When combined with the later act of 1903 which established the concept of an organized (the national guard) and unorganized militia (the general population), the idea that the government can regulate what arms the militia has access to isn't out of the question, especially when you consider the government tried to do that just after the 2nd Amendment was ratified. Seriously.


----------



## Imperial Citizen (Mar 25, 2021)

Techpriest said:


> Despite all this, the second amendment remained unaltered, because nobody bothered to come back and sit down and think 'OK let's take out the militia part of this' or tightening up the language. It had been written down twenty years ago, and might still be relevant in the future - plenty of people were deliberately trying to ignore the complete failure of basing the entire defense of the nation around people who bought their own gear. The start of viewing the constitution as a civic religion also had an impact on this, as any kind of change to the document started to be seen as going against what the founders wanted, Besides, the obvious problems with the original document had been patched up with the 11th and 12th amendments (In 1794 and 1803), and nobody wanted to touch already made amendments. Could you even do that? How? Another amendment? Was that constitutional?
> 
> tl;dr: The second amendment has a complicated history and doesn't just boil down to 'BUT BUT MUH GUNZ'


First of all, fucking brilliant analysis. I honestly did not know how something like well-regulated would have be interpreted back then and I just thought it was just a descriptive word.

On the issue of alterations, technically it has been altered. DC v Heller decided that an individual does have a right to keep and bear arms without being connected to a militia. While that hasn't changed the actual text, it has been precedent so far.


----------



## draggs (Mar 25, 2021)

JaneThough said:


> I've been wondering this now for a while. Why do the same people who claim their right to bear arms cannot _in any way ever_ be regulated _ever ever_ also in the same breath say protestors should be locked up and certain people shouldn't be able to vote? Why are guns more important than any right we have protected by the constitution?


You should be locked up and proscribed from voting.

Anyone else? Nah.


----------



## Techpriest (Mar 25, 2021)

Imperial Citizen said:


> First of all, fucking brilliant analysis. I honestly did not know how something like well-regulated would have be interpreted back then and I just thought it was just a descriptive word.
> 
> On the issue of alterations, technically it has been altered. DC v Heller decided that an individual does have a right to keep and bear arms without being connected to a militia. While that hasn't changed the actual text, it has been precedent so far.

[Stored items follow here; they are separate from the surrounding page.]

PR #112, opened 2021-09-16
Addresses feedback on recent PRs related to collecting more property information

bachand:
- I address this feedback from Francisco in the first commit: https://github.com/fdiaz/SwiftInspector/pull/110#discussion_r710336714
- I create a sub-visitor to simplify the code we need to write to extract the initializer and code block descriptions: https://github.com/fdiaz/SwiftInspector/pull/111#discussion_r710381745

@fdiaz cc: @dfed

### DIFF
--- a/Sources/SwiftInspectorVisitors/PropertyVisitor.swift
+++ b/Sources/SwiftInspectorVisitors/PropertyVisitor.swift
@@ -136,44 +136,28 @@ public final class PropertyVisitor: SyntaxVisitor {
   }
 
   private func findParadigm(from node: VariableDeclSyntax) -> PropertyInfo.Paradigm {
+    let patternBindingListVisitor = PatternBindingListVisitor()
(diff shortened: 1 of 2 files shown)


Sources/SwiftInspectorVisitors/PropertyVisitor.swift
```diff
@@ -157,25 +160,6 @@ public final class PropertyVisitor: SyntaxVisitor {
     }
   }
 
-  private func findInitializerDescription(from node: PatternBindingListSyntax) -> String? {
-    let initializerClauseSyntaxes = node.compactMap { $0.initializer?.withEqual(nil) }
-    assert(initializerClauseSyntaxes.count <= 1, "A property should have at most one initializer.")
```
bachand, line 162: I think it's OK to avoid having these types of assertions.

fdiaz (approved):

PR #113, opened 2021-09-16
Update `PropertyInfo.Paradigm` to handle properties in protocols

bachand:
Best reviewed in Files Changed view.

This PR builds on https://github.com/fdiaz/SwiftInspector/pull/110 to add a paradigm for properties in protocols.

We start by documenting the current behavior.

Then we add ways to strongly encode these cases into `PropertyInfo.Paradigm`.

- `var foo: Foo { get }` -> `PropertyInfo.Paradigm.protocolGetter`
- `var foo: Foo { get set }` -> `PropertyInfo.Paradigm.protocolGetterAndSetter`

`var foo: Foo { set }` is not valid Swift code.

@fdiaz cc: @dfed

### DIFF
--- a/Sources/SwiftInspectorVisitors/PropertyVisitor.swift
+++ b/Sources/SwiftInspectorVisitors/PropertyVisitor.swift
@@ -148,13 +148,17 @@ public final class PropertyVisitor: SyntaxVisitor {
         return .undefinedConstant
       }
     case .variable:
-      if let initializerDescription = patternBindingListVisitor.initializerDescription {
+      let initializerDescription = patternBindingListVisitor.initializerDescription
+      let codeBlockDescription = patternBindingListVisitor.codeBlockDescription
+      let protocolRequirement = patternBindingListVisitor.protocolRequirement
+
+      if let initializerDescription = initializerDescription {
         return .definedVariable(initializerDescription)
       }
-      else if let codeBlockDescription = patternBindingListVisitor.codeBlockDescription {
+      else if let codeBlockDescription = codeBlockDescription {
         return .computedVariable(codeBlockDescription)
       }
-      else if let protocolRequirement = patternBindingListVisitor.protocolRequirement {
+      else if let protocolRequirement = protocolRequirement {
         switch protocolRequirement {
         case .gettable: return .protocolGetter
         }
--- a/Sources/SwiftInspectorVisitors/PropertyVisitor.swift
+++ b/Sources/SwiftInspectorVisitors/PropertyVisitor.swift
@@ -154,6 +154,11 @@ public final class PropertyVisitor: SyntaxVisitor {
       else if let codeBlockDescription = patternBindingListVisitor.codeBlockDescription {
         return .computedVariable(codeBlockDescription)
       }
+      else if let protocolRequirement = patternBindingListVisitor.protocolRequirement {
+        switch protocolRequirement {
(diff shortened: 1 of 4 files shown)


Sources/SwiftInspectorVisitors/PropertyVisitor.swift
```diff
@@ -176,10 +191,15 @@ public final class PropertyVisitor: SyntaxVisitor {
 
 private final class PatternBindingListVisitor: SyntaxVisitor {
 
+  enum ProtocolRequirement {
+    case gettable
```
bachand, line 195: Eventually we would add `gettableAndSettable`.

Sources/SwiftInspectorVisitors/Tests/PropertyVisitorSpec.swift
```diff
@@ -336,6 +336,31 @@ final class PropertyVisitorSpec: QuickSpec {
         }
       }
 
+      context("when the property is part of a protocol definition") {
+        context("and is only gettable") {
+          let content = """
+          var foo: Foo { get }
```
fdiaz, line 342: I think you want this example to be inside a protocol, if not this won't compile. In that case the property will be indeed inside a variable declaration.

```swift
protocol Some {
  var foo: Foo { get }
}
```

fdiaz (commented):
I think we might have an issue here with the test here and the example in the PR description.

Sources/SwiftInspectorVisitors/Tests/PropertyVisitorSpec.swift
bachand: I tried this at first. I then realized that we skip analyzing protocols.

image

We could invoke this visitor within a parent visitor that visits protocols.

Do you think we should do that? I expect we will end up with the same result though it could be nice to have a more realistic test.

fdiaz: Oh yeah that's a good point, we should get this inside of a protocol instead and visit through the protocol instead of directly here. I don't think we'd get the same result actually, because this code as is doesn't compile so it's giving us incorrect node information (you can see that the nodes are Unknown in your screenshot on top).

bachand: @fdiaz I made the change and we get the same result. https://github.com/fdiaz/SwiftInspector/commit/f079eac0af6e7e70e90d631b5e34af240ced918c, https://github.com/fdiaz/SwiftInspector/commit/889c6d335e581b53302032fd004fac8125e0d116

bachand:
I'm still very perplexed on Code Coverage. I made a new PR (to see if somehow CodeSense is corrupted on this PR) and we see a similar result. https://github.com/fdiaz/SwiftInspector/pull/114

bachand:
The issue with code coverage was that I had converted one of the tests from `it` to `fit` and checked in that change.

bachand:
@fdiaz this PR is now ready for review!

Sources/SwiftInspectorVisitors/Tests/PropertyVisitorSpec.swift
bachand: It works now!

fdiaz (approved):
Good stuff!

PR #108, opened 2021-09-11
Get SwiftInspector working with Xcode 13

dfed:
PR to get SwiftInspector to work with Swift 5.5

PR #116, opened 2021-09-24
Use exact tag for Swift 5.5

dfed:
It's out! Let's use it.

### DIFF
--- a/Package@swift-5.5.swift
+++ b/Package@swift-5.5.swift
@@ -16,7 +16,7 @@ let package = Package(
   ],
   dependencies: [
     .package(url: "https://github.com/apple/swift-argument-parser", .upToNextMinor(from: "0.3.1")),
-    .package(name: "SwiftSyntax", url: "https://github.com/apple/swift-syntax.git", .branch("release/5.5")),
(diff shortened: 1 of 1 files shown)


bachand:
Do we do the special packaging that allows this project to work across Xcode versions at this layer or a layer above? I am asking because I want to learn if changing the version requires any update to our packaging. I forget the exact name for what we do so hopefully that makes sense.

bachand (approved):

bachand:
Or maybe we only updating the packaging for Xcode versions?

fdiaz:
> Do we do the special packaging that allows this project to work across Xcode versions at this layer or a layer above? 

I'm not entirely sure what you mean by packaging. If you're talking about creating the binary, that's already independent of Xcode version and was done here https://github.com/fdiaz/SwiftInspector/pull/85

If you're referring to the fact that we can open SwiftInspector with versions of Xcode that contain different Swift versions, then this PR is the one that did it https://github.com/fdiaz/SwiftInspector/pull/108

The current PR is only updating what we did on https://github.com/fdiaz/SwiftInspector/pull/108 to now use the release version of SwiftSyntax instead of a branch.

bachand:
I was referring to https://github.com/fdiaz/SwiftInspector/pull/85. Thank you!

PR #118, opened 2021-09-27
Update dependencies

fdiaz:
Just updating deps to their latest versions.

### DIFF
--- a/Package.swift
+++ b/Package.swift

Heller's a bit of an odd duck, because I think it ignores the context of the militia acts of 1903 which define pretty much every one as part of the militia in one form or another. It's kind of a contradiction. Heller didn't actually change the text of the amendment, which is what really needs to be clarified - the concept of a militia in the era of the Revolution is VERY different from what it would be considered in the modern context. For that matter, if you stress shall not be infringed, you have to admit you're going to have to give felons back firearms, and any state law or federal law refusing them the ability to possess firearms violates that part of the amendment - something happily ignored by a lot of originalists and literalists. The right of the citizen to bear arms isn't and shouldn't be in question. The real question is the extent to which the government can do so - and all indications show that the founding fathers had a wide variety of interpretations on that front. Some wanted no regulation. But obviously the government did issue regulations to the militia/general populace regarding firearms and standardization, so it obviously has some ability to do so.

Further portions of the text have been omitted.